## Dataset excerpts

PR #208, opened 2023-10-03
Add functionality to Platform trait to print from DPE

### LINKED ISSUE #205: It is not currently possible to log to UART from DPE code
Adding the ability to print things from caliptra-dpe code would help a lot for debugging. We should provide a way for integrations to implement an API which will log to UART.

The main thing that makes this challenging is that we'll want to be able to use format strings. The most straightforward way to do this would be to implement a macro similar to https://github.com/chipsalliance/caliptra-sw/blob/850d604ef0b7485d6fdc803d64003e3a1b1222e4/drivers/src/printer.rs#L48-L52.

But I don't know how to do this while letting the integration specify the macro implementation (similar to implementing a trait, but for macros).

sree-revoori1:
Make use of the ufmt crate to create a macro plat_println which prints things from the platform. This will be useful for debugging and allows the implementation to define the printing functionality. In the default implementation, we simply use print!.

Fixes #205

### DIFF
--- a/platform/Cargo.toml
+++ b/platform/Cargo.toml
@@ -13,3 +13,4 @@ dpe_profile_p384_sha384 = []
 
 [dependencies]
 openssl = {version = "0.10", optional = true}
+ufmt = { git = "https://github.com/korran/ufmt.git", rev = "1d0743c1ffffc68bc05ca8eeb81c166192863f33", features = ["inline"] }
--- a/platform/src/lib.rs
+++ b/platform/src/lib.rs
@@ -11,6 +11,8 @@ pub use openssl::x509::X509;
 #[cfg(feature = "openssl")]
 pub mod default;
 
+pub mod printer;
+
 pub const MAX_CHUNK_SIZE: usize = 2048;
 
 #[derive(Debug)]
@@ -18,6 +20,7 @@ pub enum PlatformError {
     CertificateChainError,
     NotImplemented,
     IssuerNameError,
+    PrintError,
 }
 
 pub trait Platform {
@@ -47,4 +50,6 @@ pub trait Platform {
     fn get_vendor_sku(&mut self) -> Result<u32, PlatformError>;
 
     fn get_auto_init_locality(&mut self) -> Result<u32, PlatformError>;
+
+    fn write_str(&mut self, str: &str) -> Result<(), PlatformError>;
 }
--- a/platform/src/printer.rs
+++ b/platform/src/printer.rs
@@ -1,0 +1,30 @@
+// Licensed under the Apache-2.0 license
+
+use ufmt::uWrite;
+
+use crate::{Platform, PlatformError};
+
+pub struct Printer<'a> {
+    pub platform: &'a mut dyn Platform,
+}
+
+impl<'a> uWrite for Printer<'a> {
+    type Error = PlatformError;
+
+    fn write_str(&mut self, str: &str) -> Result<(), Self::Error> {
+        self.platform.write_str(str)
+    }
+}
+
+impl<'a> Printer<'a> {
+    pub fn new(platform: &'a mut dyn Platform) -> Self {
+        Self { platform }
+    }
+}
+
+#[macro_export]
+macro_rules! plat_println {
+    ($platform:expr, $($tt:tt)*) => {{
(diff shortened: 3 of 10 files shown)


dpe/src/printer.rs
```diff
@@ -0,0 +1,33 @@
...
+pub struct Printer<'a, T: DpeTypes + 'a> {
+    pub platform: T::Platform<'a>,
+}
+
+impl<'a, T: DpeTypes> uWrite for Printer<'a, T> {
+    type Error = PlatformError;
+
+    fn write_str(&mut self, str: &str) -> Result<(), Self::Error> {
+        self.platform.write_str(str)?;
+        Ok(())
```
zhalvorsen, line 18: This can be simplified

```suggestion
        self.platform.write_str(str)
```

dpe/src/printer.rs
```diff
@@ -0,0 +1,33 @@
...
+    }
+}
+
+impl<'a, T: DpeTypes> Printer<'a, T> {
+    pub fn new(platform: T::Platform<'a>) -> Self {
```
zhalvorsen, line 23: fyi: you might need to add this

```suggestion
    #[allow(dead_code)]
    pub fn new(platform: T::Platform<'a>) -> Self {
```

dpe/src/printer.rs
sree-revoori1: Done.

dpe/src/printer.rs
sree-revoori1: Changed to _new instead.

zhalvorsen: That can be a little awkward when we do use it though. Or do we always expect to use `plat_println`?

sree-revoori1: I think we will always use plat_println! but when we do use plat_println! for the first time, _new will no longer be considered unused by the compiler and we can change it back to new

zhalvorsen: I guess I was picturing it as more of a debugging capability than a regular addition. How often do we expect to commit code with `plat_println!`s? I'm good with the `_new` in that case then.

sree-revoori1: I think you're right, we don't really expect to use it in production code. Changed to #[allow(dead_code)].

zhalvorsen: Sorry to bring this back, but if we make the printer module public, because this is a public function it doesn't need #[allow(dead_code)]

platform/src/printer.rs
```diff
@@ -0,0 +1,31 @@
...
+impl<'a> Printer<'a> {
+    #[allow(dead_code)]
+    pub fn new(platform: &'a mut dyn Platform) -> Self {
+        Self { platform }
+    }
+}
+
+#[macro_export]
+macro_rules! plat_println {
+    ($platform:ident, $($tt:tt)*) => {{
```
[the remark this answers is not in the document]
sree-revoori1: Nice, thanks for finding this. Done

platform/src/lib.rs
```diff
@@ -11,13 +11,16 @@ pub use openssl::x509::X509;
 #[cfg(feature = "openssl")]
 pub mod default;
 
+mod printer;
```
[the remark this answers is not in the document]
sree-revoori1: Done

dpe/src/printer.rs
sree-revoori1: Done

zhalvorsen (dismissed):

platform/Cargo.toml
```diff
@@ -12,4 +12,5 @@ dpe_profile_p256_sha256 = []
 dpe_profile_p384_sha384 = []
 
 [dependencies]
-openssl = {version = "0.10", optional = true}
\ No newline at end of file
+openssl = {version = "0.10", optional = true}
+ufmt = { git = "https://github.com/korran/ufmt.git", rev = "1d0743c1ffffc68bc05ca8eeb81c166192863f33", features = ["inline"] }
```
zhalvorsen, line 16: fyi: I also had to add `ufmt` to dpe/Cargo.toml

sree-revoori1: Done

jhand2 (approved):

## Goal of the exercise
Exactly how many lines in the listing above hold the string "uWrite"? State the number by itself.

## Answer to the problem
3